**Directions**:
The response must consist of the lines below from the one with "--- a/tasks/stages/update-demo" through the one with "-git clone --depth=1", exactly as they appear and with both ends kept.

<<<<

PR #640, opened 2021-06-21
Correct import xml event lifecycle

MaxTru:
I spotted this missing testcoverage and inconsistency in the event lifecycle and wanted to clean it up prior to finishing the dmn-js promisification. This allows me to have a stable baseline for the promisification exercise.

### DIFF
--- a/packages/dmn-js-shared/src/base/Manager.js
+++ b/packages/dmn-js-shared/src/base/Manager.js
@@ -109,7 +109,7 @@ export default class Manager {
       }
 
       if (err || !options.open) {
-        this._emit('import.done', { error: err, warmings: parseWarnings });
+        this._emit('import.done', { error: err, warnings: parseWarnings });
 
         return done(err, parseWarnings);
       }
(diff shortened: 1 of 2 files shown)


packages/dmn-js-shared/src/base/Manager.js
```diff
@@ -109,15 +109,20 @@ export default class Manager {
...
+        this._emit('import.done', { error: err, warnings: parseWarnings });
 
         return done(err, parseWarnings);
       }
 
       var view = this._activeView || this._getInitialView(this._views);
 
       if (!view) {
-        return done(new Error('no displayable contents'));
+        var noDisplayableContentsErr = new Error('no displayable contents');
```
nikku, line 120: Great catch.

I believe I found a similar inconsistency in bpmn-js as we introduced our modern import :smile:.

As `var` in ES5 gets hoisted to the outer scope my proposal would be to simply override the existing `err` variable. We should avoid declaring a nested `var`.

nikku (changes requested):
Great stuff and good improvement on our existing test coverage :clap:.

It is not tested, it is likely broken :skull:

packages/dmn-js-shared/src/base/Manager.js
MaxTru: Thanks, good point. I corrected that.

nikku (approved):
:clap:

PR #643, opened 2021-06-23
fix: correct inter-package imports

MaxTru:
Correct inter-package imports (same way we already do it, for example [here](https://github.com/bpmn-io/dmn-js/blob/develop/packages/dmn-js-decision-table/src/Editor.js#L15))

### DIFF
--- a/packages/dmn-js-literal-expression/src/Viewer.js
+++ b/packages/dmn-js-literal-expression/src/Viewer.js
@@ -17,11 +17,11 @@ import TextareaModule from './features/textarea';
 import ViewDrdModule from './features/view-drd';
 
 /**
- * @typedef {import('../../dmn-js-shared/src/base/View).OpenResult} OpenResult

>>>>
<<<<

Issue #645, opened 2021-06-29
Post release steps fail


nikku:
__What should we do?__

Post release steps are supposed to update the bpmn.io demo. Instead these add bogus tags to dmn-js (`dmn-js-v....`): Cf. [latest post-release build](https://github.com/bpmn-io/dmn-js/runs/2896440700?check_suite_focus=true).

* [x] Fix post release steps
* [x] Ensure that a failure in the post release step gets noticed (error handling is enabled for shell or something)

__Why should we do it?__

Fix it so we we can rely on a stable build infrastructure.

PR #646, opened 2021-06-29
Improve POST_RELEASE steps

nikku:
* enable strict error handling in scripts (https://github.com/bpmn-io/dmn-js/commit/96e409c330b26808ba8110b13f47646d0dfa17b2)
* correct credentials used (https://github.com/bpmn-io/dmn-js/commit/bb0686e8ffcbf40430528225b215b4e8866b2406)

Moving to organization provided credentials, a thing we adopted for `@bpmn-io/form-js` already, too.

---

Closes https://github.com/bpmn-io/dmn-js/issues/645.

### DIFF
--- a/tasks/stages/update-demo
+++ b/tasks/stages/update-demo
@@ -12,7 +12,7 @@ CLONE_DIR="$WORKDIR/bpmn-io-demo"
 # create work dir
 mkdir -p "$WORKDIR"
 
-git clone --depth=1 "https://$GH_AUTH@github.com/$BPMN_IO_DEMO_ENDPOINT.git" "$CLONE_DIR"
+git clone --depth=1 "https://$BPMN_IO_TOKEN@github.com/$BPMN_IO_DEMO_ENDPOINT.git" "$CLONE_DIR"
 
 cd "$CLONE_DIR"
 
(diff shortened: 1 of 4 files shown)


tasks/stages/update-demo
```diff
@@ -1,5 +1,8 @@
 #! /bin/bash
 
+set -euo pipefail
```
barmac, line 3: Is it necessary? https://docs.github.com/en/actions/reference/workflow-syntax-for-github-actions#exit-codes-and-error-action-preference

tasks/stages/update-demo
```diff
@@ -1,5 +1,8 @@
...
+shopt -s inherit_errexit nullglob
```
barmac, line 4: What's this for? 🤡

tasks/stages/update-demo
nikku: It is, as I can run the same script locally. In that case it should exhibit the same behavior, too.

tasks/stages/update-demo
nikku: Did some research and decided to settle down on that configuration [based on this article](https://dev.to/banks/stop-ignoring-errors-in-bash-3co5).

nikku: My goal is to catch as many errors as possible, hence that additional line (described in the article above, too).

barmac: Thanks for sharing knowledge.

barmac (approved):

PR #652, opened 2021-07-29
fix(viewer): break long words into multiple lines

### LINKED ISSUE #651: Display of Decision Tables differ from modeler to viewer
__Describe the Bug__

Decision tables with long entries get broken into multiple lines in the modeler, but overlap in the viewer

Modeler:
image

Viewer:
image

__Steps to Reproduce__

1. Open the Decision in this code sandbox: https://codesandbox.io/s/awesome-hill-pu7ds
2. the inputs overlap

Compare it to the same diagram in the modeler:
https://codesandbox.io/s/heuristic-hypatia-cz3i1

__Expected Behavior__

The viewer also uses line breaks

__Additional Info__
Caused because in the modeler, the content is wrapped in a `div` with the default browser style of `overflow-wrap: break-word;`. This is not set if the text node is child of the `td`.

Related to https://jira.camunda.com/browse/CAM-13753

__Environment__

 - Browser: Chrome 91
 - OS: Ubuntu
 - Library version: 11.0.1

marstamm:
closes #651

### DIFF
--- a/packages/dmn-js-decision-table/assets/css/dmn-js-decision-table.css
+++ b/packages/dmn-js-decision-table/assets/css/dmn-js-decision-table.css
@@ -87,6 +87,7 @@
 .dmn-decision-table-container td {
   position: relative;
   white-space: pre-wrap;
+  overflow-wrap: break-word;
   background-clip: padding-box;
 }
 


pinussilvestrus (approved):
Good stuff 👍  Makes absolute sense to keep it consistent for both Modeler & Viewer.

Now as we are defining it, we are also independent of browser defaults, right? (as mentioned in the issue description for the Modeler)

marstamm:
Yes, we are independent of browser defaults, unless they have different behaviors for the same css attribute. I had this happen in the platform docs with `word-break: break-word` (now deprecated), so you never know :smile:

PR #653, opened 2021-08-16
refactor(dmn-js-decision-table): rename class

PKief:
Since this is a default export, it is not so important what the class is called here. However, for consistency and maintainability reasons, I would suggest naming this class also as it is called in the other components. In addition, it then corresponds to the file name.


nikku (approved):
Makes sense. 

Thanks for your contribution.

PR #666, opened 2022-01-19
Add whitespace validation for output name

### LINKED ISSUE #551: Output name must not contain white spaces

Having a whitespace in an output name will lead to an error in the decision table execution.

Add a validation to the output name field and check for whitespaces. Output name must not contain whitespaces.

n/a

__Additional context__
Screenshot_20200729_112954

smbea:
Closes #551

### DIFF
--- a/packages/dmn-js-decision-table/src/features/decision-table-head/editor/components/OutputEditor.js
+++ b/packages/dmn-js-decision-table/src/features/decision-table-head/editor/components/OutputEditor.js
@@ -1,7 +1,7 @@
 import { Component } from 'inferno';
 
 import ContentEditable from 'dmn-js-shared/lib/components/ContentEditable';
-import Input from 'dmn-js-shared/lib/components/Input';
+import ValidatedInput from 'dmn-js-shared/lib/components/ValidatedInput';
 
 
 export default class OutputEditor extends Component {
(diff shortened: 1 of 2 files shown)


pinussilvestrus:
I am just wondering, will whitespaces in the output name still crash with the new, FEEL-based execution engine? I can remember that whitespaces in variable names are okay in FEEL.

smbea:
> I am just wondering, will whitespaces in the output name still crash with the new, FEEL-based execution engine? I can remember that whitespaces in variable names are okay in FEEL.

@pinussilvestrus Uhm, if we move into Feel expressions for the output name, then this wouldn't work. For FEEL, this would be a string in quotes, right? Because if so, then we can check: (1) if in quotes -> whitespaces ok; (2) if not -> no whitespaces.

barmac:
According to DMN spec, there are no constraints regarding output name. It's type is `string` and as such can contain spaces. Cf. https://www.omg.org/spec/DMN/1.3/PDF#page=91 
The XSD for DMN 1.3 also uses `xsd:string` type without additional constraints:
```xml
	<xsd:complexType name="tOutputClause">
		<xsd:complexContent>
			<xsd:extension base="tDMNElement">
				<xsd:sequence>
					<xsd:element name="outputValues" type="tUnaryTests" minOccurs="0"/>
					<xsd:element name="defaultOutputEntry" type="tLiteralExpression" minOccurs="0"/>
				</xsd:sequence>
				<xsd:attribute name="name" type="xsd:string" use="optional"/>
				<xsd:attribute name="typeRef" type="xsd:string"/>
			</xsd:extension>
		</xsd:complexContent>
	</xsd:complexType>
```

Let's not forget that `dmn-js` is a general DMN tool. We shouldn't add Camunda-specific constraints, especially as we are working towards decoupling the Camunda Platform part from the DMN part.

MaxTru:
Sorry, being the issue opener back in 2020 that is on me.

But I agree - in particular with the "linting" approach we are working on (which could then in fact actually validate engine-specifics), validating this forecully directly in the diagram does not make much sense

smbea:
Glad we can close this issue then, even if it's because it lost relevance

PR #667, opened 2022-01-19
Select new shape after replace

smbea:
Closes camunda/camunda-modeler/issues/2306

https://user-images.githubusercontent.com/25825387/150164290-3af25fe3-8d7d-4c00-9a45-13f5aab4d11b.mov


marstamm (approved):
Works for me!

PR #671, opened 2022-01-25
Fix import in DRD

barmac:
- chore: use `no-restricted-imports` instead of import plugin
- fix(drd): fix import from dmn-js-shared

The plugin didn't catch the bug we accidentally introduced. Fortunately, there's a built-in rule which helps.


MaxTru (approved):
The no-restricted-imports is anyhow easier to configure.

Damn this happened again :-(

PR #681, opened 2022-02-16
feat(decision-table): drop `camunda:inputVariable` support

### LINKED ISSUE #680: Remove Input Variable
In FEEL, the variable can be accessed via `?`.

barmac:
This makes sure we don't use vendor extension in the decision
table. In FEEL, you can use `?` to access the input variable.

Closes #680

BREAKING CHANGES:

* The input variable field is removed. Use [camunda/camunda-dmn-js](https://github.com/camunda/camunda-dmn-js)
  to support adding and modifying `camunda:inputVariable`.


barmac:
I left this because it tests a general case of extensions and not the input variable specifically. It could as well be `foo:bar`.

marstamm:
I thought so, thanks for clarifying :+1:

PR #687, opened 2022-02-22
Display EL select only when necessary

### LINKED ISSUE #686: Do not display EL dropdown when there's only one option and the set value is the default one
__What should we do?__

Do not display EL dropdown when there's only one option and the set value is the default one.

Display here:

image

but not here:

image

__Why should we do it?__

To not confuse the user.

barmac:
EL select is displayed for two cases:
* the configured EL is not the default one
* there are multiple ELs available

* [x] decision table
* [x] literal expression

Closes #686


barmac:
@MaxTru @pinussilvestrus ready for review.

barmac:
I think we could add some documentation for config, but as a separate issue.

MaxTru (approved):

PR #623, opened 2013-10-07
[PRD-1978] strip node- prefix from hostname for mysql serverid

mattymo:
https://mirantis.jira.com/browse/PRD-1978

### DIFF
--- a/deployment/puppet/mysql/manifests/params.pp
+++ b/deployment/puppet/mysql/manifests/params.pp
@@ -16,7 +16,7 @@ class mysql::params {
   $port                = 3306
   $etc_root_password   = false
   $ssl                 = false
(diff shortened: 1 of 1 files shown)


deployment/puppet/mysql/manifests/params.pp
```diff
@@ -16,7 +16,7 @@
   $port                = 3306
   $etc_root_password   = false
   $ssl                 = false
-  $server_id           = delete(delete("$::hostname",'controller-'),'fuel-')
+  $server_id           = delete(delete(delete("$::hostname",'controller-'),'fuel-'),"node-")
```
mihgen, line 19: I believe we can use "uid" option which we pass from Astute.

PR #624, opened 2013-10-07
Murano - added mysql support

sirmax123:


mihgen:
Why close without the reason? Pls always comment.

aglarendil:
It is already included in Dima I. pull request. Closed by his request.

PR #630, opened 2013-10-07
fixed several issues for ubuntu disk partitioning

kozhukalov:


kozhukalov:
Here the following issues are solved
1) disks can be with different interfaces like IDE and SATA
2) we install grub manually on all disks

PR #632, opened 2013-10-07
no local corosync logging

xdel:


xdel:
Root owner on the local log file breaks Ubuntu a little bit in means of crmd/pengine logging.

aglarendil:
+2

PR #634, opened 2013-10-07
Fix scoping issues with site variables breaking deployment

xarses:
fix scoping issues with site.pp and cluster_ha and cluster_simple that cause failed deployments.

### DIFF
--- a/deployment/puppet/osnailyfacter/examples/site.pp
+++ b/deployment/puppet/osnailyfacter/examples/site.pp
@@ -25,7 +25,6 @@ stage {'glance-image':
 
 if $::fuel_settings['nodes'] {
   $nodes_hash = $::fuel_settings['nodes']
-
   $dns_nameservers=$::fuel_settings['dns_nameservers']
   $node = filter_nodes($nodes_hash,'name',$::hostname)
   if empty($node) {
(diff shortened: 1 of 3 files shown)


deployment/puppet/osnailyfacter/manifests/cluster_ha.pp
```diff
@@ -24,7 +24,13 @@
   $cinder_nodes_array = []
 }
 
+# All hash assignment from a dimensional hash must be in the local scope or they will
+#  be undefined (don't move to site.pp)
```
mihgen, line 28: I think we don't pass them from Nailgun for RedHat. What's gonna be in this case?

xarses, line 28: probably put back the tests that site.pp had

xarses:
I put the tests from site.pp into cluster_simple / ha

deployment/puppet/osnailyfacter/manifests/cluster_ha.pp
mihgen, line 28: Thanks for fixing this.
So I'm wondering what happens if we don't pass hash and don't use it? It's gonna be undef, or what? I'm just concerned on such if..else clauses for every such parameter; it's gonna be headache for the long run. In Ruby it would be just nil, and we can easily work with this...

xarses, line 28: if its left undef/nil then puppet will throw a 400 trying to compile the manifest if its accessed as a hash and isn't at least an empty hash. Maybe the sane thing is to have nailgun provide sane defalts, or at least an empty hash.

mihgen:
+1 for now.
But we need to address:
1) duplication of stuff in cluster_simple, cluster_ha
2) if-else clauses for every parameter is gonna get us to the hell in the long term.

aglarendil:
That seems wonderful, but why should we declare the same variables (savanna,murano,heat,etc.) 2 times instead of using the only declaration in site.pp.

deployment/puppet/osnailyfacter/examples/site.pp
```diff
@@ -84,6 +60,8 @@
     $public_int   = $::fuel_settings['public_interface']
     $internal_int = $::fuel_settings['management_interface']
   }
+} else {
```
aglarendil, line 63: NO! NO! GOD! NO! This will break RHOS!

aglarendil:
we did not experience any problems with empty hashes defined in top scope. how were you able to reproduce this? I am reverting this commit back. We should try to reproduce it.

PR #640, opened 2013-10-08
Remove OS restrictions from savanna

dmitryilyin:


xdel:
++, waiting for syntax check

>>>>

**Your solution**:
--- a/tasks/stages/update-demo
+++ b/tasks/stages/update-demo
@@ -12,7 +12,7 @@ CLONE_DIR="$WORKDIR/bpmn-io-demo"
 # create work dir
 mkdir -p "$WORKDIR"
 
-git clone --depth=1 "https://$GH_AUTH@github.com/$BPMN_IO_DEMO_ENDPOINT.git" "$CLONE_DIR"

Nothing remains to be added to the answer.